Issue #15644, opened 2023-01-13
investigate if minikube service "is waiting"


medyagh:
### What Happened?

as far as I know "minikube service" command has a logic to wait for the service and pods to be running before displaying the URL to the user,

══════

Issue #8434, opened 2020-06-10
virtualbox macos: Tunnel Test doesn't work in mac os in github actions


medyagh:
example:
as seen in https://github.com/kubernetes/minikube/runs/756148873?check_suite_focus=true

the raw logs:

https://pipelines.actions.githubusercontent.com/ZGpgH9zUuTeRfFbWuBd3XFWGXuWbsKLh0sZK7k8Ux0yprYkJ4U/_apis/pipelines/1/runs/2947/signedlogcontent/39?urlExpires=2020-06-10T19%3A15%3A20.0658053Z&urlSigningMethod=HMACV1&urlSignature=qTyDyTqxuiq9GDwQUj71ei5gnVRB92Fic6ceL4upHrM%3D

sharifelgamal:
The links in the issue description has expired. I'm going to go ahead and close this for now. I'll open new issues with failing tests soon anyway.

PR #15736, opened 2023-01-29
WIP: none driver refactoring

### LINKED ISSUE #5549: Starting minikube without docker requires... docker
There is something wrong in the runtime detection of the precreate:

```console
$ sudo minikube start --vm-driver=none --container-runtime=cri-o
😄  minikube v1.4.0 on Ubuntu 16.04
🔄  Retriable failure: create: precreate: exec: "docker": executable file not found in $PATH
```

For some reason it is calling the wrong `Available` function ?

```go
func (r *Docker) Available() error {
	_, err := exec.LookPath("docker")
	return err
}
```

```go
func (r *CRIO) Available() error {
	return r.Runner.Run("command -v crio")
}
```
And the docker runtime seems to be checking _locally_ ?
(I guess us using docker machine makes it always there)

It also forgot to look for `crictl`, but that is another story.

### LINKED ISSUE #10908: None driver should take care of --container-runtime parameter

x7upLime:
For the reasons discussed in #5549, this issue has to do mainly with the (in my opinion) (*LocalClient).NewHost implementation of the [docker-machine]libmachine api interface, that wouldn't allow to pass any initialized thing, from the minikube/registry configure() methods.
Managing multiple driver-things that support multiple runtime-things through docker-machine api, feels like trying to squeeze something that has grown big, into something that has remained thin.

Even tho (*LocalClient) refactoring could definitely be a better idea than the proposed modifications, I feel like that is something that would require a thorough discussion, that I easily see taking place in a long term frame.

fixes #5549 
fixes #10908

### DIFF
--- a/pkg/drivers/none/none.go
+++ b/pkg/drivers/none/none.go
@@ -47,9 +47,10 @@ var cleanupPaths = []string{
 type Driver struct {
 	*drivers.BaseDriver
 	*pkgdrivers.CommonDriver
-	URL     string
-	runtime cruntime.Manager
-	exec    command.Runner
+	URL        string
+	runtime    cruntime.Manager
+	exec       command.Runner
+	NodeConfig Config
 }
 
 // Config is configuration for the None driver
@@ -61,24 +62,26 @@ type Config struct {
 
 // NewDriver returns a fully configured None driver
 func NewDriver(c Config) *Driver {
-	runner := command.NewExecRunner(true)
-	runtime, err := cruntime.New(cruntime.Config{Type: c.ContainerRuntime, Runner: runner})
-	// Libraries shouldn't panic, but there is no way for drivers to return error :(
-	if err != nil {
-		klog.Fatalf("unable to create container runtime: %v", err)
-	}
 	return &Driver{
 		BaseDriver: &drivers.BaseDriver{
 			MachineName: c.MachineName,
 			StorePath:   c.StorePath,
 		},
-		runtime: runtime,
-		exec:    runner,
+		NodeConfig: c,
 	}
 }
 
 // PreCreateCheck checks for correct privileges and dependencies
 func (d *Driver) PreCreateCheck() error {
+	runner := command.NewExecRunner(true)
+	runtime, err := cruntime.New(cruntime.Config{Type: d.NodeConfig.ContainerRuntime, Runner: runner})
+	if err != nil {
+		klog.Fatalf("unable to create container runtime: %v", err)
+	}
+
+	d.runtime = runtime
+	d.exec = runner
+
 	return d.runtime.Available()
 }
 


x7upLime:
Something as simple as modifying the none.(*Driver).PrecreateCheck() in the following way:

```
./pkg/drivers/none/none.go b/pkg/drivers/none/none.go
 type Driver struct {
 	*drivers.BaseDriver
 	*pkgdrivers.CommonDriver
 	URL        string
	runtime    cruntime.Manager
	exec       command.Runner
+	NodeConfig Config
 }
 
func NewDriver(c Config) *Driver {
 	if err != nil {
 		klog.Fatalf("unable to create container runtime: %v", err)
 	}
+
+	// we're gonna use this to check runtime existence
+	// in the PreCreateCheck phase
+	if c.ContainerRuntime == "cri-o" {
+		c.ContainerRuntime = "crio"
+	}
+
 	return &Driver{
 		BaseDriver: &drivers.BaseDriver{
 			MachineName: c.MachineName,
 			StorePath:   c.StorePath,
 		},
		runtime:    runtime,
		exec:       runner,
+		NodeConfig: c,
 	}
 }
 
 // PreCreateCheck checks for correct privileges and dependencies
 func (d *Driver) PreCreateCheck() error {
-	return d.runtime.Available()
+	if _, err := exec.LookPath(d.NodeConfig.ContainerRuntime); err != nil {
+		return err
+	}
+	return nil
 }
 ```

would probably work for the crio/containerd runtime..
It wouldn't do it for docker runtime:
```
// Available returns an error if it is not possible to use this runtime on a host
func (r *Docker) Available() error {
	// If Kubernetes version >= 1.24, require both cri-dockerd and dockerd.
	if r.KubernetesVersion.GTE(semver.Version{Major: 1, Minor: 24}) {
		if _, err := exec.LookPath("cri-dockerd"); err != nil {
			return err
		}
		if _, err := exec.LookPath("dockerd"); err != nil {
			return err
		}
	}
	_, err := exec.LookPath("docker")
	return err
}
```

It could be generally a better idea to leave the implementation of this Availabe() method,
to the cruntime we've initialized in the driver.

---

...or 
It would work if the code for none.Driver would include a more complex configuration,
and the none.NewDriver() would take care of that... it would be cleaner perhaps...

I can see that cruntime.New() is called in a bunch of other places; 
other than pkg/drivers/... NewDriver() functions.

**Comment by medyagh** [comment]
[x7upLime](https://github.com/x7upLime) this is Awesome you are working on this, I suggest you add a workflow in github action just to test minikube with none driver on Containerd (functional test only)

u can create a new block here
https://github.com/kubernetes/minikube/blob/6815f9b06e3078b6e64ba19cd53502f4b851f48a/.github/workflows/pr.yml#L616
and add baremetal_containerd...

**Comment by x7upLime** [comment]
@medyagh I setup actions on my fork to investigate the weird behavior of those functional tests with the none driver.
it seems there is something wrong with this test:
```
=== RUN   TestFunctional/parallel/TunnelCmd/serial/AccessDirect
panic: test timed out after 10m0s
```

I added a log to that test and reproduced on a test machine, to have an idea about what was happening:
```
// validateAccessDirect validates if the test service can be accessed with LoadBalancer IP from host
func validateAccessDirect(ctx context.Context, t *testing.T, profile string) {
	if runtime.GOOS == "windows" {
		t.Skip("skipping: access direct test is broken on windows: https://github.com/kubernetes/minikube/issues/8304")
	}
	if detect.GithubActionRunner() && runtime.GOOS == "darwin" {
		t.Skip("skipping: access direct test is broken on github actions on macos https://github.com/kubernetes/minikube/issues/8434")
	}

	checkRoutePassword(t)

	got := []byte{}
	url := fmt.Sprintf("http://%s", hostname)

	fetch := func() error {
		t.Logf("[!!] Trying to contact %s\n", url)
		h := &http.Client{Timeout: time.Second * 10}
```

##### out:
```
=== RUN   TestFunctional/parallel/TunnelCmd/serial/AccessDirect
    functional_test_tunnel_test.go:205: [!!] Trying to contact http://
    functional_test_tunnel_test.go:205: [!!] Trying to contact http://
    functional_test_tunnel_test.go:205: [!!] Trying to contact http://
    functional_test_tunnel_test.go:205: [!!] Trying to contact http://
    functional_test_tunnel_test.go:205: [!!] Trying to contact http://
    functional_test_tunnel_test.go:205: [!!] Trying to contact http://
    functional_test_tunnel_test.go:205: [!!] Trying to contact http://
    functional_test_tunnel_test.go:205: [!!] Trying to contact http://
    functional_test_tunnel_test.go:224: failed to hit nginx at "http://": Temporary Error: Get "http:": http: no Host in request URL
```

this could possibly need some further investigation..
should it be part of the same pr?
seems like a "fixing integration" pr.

══════

Which lines above run from the one containing "Issue #15644, opened 2023-01-13" to the one containing "as far as I"? Give them again exactly, both ends included.

Issue #15644, opened 2023-01-13
investigate if minikube service "is waiting"


medyagh:
### What Happened?

as far as I know "minikube service" command has a logic to wait for the service and pods to be running before displaying the URL to the user,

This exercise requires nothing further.